I wrote a Perl programme to exact alignment from blast tab limited out put. it works perfectly for small inputs but while trying with huge data set (more than 4 gb) about 4-5 hour taken to process a data set. I want to extract more than 4000 data sets and its not possible to do with this programme. kindly tel alternation for this.
Perl programme
use warnings;
print "Enter Your BLAST result file name:\t";
chomp($blast = <STDIN>);
print "\n";
print "Enter Blast database file name:\t";
chomp($database = <STDIN>);
print "\n";
open IN,"$blast" or die "Can not open file $blast: $!";
@ids = ();
@seq_start = ();
@seq_end = ();
while(<IN>){
@feilds = split("\t",$_);
push(@ids,$feilds[1]);
push(@seq_start,$feilds[6]);
push(@seq_end,$feilds[7]);
}
close IN;
open OUT,">Result.fasta" or die "Can not open file $database: $!";
for($i=0;$i<=$#ids;$i++){
($sequence) = &block($ids[$i]);
($idline,$sequence) = split("\n",$sequence);
if($seq_start[$i] <= 100){
$pos_Start = 0;
}
else{
$pos_Start = $seq_start[$i]-101;
}
$pos_end = $seq_end[$i]+100;
if($pos_end >= length($sequence)){
$pos_end = length($sequence);
}
$seqlen = $pos_end - $pos_Start;
$Nucleotides = substr($sequence,$pos_Start,$seqlen);
$Nucleotides =~ s/(.{1,60})/$1\n/gs;
print OUT "$idline\n";
print OUT "$Nucleotides\n";
}
print "\nExtraction Completed...";
sub block{
$id1 =shift;
print "$id1\n";
$start = ();
open IN3,"$database" or die "Can not open file $database: $!";
$blockseq = "";
while(<IN3>){
if (($_ =~ /^>/)&&($start)){
last;
}
if (($_ !~ /^>/)&&($start)){
chomp;
$blockseq .= $_;
}
if (/^>$id1/){
$start = $.-1;
$blockseq .= $_;
}
}
close IN3;
return($blockseq);
}
Another note, be careful with claims like it works perfectly for small inputs. Does it really? You are feeding blast coordinates to substr, blast coordinates are 1 based while substr coordinates are 0 based.
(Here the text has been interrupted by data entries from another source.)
PR #3125, opened 2023-01-24
[JVM] Fix maximum/total memory calculation

### LINKED ISSUE #2609: jvm.memory.total.max calculated incorrectly
`jvm.memory.total.max` is calculated by adding the heap maximum and the non-heap maximum:

https://github.com/dropwizard/metrics/blob/7a755288e2290cbcb0caab9d10a07994b4988012/metrics-jvm/src/main/java/com/codahale/metrics/jvm/MemoryUsageGaugeSet.java#L50-L51

This is fine when both the heap maximum and the non-heap maximum are set. But when either is undefined (has value `-1`) I think this is incorrect. You can end up with a situation where `total.use` is larger than `total.max`, see the table below:

| type | .use  | .max |
| --- | ---: | ---: |
| heap | 210.47M | 259.52M |
| non-heap | 256.97M | -1 |
| total | 467.44M | 259.52M |

My suggestion would be letting `jvm.memory.total.max` return `-1` when either the heap maximum or the non-heap maximum is `-1`.

the-thing:
Fixes https://github.com/dropwizard/metrics/issues/2609

**Changes**
- when max non-heap memory is undefined then total.max is equal to -1
- when max non-heap memory is undefined then "non-heap.usage" ratio is non-heap.used / non-heap.commited (instead of non-heap.used / non-heap.max - similar to memory pools usage calculation)


joschi (approved):
@the-thing Thank you for your contribution!

PR #1, opened 2016-05-31
Thellimist/tweaks

thellimist:


config.js
```diff
@@ -1,5 +1,5 @@
 {
-    "debug": false,
+    "debug": true,
```
jwineman: We want the default config value for `debug

PR #4, opened 2016-06-01
Thellimist/proxy.php

thellimist:


cloudflare2.php
```diff
@@ -14,7 +16,8 @@
 ?>
 <div id="root" class="cloudflare-partners site-wrapper"></div>
 <script>
-var absoluteUrlBase = '<?=plugins_url('/cloudflare/');?>'
+var absoluteUrlBase = '<?=plugins_url('/cloudflare/');?>';
+cfCSRFToken = '<?=CF\SecurityUtil::csrfTokenGenerate($wordpressAPI->getHostAPIKey(), $wordpressAPI->getUserId());?>';
```
jwineman: `getHostAPIKey()` returns null cause this plugin doesn't use the host API.  I don't know what we're going to use for the secret yet but need to log this as a TODO to follow up on.

proxy.php
```diff
@@ -1,12 +1,22 @@
 <?php
 require_once("vendor/autoload.php");
+
+// include wp-load.php relatively
+// $parse_uri = explode( 'wp-content', $_SERVER['SCRIPT_FILENAME'] );
+// require_once( $parse_uri[0] . 'wp-load.php' );
```
jwineman: Lets remove debug comments

proxy.php
```diff
@@ -15,17 +25,34 @@
...
-$isCSRFTokenValid = (($request->getMethod() === "GET") ? true : \CF\SecurityUtil::csrfTokenValidate($cpanelAPI->getHostAPIKey(), $cpanelAPI->getUserId(), $request->getBody()['cfCSRFToken']));
+$isCSRFTokenValid = false;
+$isCSRFTokenValid = ($request->getMethod() === "GET") ? true : CF\SecurityUtil::csrfTokenValidate($wordpressAPI->getHostAPIKey(), $wordpressAPI->getUserId(), $request->getBody()['cfCSRFToken']);
 unset($body['cfCSRFToken']);
 $apiResponse = "";
+$apiRouter = null;
+
+if(isClientAPI($request->getUrl())) {
+	$apiRouter = new CF\Router\DefaultRestAPIRouter($wordpressIntegration, $clientAPIClient, $clientAPIClientRoutes);
+} else {
```
jwineman: Add a comment about the fact that this is routing plugin API requests.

it looks to me you have re-invented a broken version of blastdbcmd http://www.ncbi.nlm.nih.gov/books/NBK279689/ or samtools faidx http://www.htslib.org/doc/samtools.html
This is so inefficient that it's hard to fix, and so much over complicated code that you should better start from scratch after learning some perl basics such as use of hashes. Simply define the criteria for sequence extraction first.